CHANNELS = ['r', 'g', 'b']

for i, channel in enumerate( CHANNELS ):
    

  histogram = cv2.calcHist([image], [i], None, [256], [0,256])

  histogram = cv2.GaussianBlur( histogram, (5,5), 0)

  plt.plot(histogram, color = channel)

     
  x= plt.xlim([0,256])
  y = plt.ylim([0, 24000])


  derivative1= np.diff(histogram, axis=0)
  derivative2= np.diff(derivative1, axis=0)

  inf_point = np.where ( derivative2 == 0)[0]
  print(inf_point)
plt.show()

Answers

There are two issues of numerical nature with your code:

• the data does not seem to be continuous enough to rely on the second derivative computed from two subsequent np.diff() applications
• even if it were, the chances of it being exactly 0 are very slim

To address the first point, you should smooth your histogram (e.g. using a uniform or Gaussian filter on the histogram itself).
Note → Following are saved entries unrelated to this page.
Issue #1709, opened 2022-03-17
Creating newrelic_cloud_azure_link_account Fails during Apply


ironf1st:
Hi there,

Thank you for opening an issue. In order to better assist you with your issue, we kindly ask to follow the template format and instructions. Please note that we try to keep the Terraform issue tracker reserved for **bug reports** and **feature requests** only. General usage questions submitted as issues will be closed and redirected to New Relic's Explorers Hub https://discuss.newrelic.com/c/build-on-new-relic/developer-toolkit.

## Please include the following with your bug report

> :warning: **Important:** Failure to include the following, such as omitting the Terraform configuration in question, may delay resolving the issue.

- [x] Your New Relic `provider` [configuration](#terraform-configuration-files) (sensitive details redacted)
- [x] A list of [affected resources](#affected-resources) and/or data sources
- [x] The [configuration](#terraform-configuration-files) of the resources and/or data sources related to the bug report (i.e. from the list mentioned above)
- [x] Description of the [current behavior](#actual-behavior) (the bug)
- [x] Description of the [expected behavior](#expected-behavior)
- [x] Any related [log output](#debug-output)

### Terraform Version

Terraform v1.1.5
+ provider registry.terraform.io/hashicorp/azurerm v2.98.0
+ provider registry.terraform.io/newrelic/newrelic v2.40.0

### Affected Resource(s)
newrelic_cloud_azure_link_account

If this issue appears to affect multiple resources, it may be an issue with Terraform's core, so please mention this.

### Terraform Configuration
> Please include your `provider` configuration (sensitive details redacted) as well as the configuration of the resources and/or data sources related to the bug report.
```hcl
resource "newrelic_cloud_azure_link_account" "self" {
  for_each = module.sub_info.name_map # This module output gives a map of maps with the subscription name as the key for the second map and the values are the output of the subscriptions block from the azurerm_subscriptions data source.

  account_id       = var.account_id
  application_id   = var.app_id
  client_secret_id = var.secret_id
  subscription_id  = each.value.subscription_id
  tenant_id        = var.tenant_id
  name             = each.key
}
```

### Actual Behavior
Terraform crashed on apply when creating 22 `newrelic_cloud_azure_link_account` resources. However each time some resources would apply successfully. After 2 applies that deployed 18 of the 22 resources successfully, every apply fails when creating the first two resources.

### Expected Behavior
All 22 resources should have been created.

### Steps to Reproduce

[...]

PR #1710, opened 2022-03-18
fix(newrelic_cloud): only set Id after error check

kidk:
# Description

Possible fix for #1709

We should only set the ID if we haven't received an error back from the API. My only concern here is that the API could return an error, but still create the resource, leaving Terraform in a bad state. 

## Type of change

## Checklist:


kidk:
Closing this for now. Need to do some more research.

Issue #1556, opened 2021-12-10
Error: expected entity tag team to have been updated but was not found


thedebugger:
## Please include the following with your bug report

> :warning: **Important:** Failure to include the following, such as omitting the Terraform configuration in question, may delay resolving the issue.

- [x ] Your New Relic `provider` [configuration](#terraform-configuration-files) (sensitive details redacted)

To solve the second point, instead of looking for == 0, look for positive-to-negative (and viceversa) switching point.

To give you some minimal example of a possible approach:

import numpy as np
import matplotlib.pyplot as plt
from scipy.ndimage import gaussian_filter1d


np.random.seed(0)

# generate noisy data
raw = np.cumsum(np.random.normal(5, 100, 1000))
raw /= np.max(raw)

# smooth
smooth = gaussian_filter1d(raw, 100)

# compute second derivative
smooth_d2 = np.gradient(np.gradient(smooth))

# find switching points
infls = np.where(np.diff(np.sign(smooth_d2)))[0]

# plot results
plt.plot(raw, label='Noisy Data')
plt.plot(smooth, label='Smoothed Data')
plt.plot(smooth_d2 / np.max(smooth_d2), label='Second Derivative (scaled)')
for i, infl in enumerate(infls, 1):
    plt.axvline(x=infl, color='k', label=f'Inflection Point {i}')
plt.legend(bbox_to_anchor=(1.55, 1.0))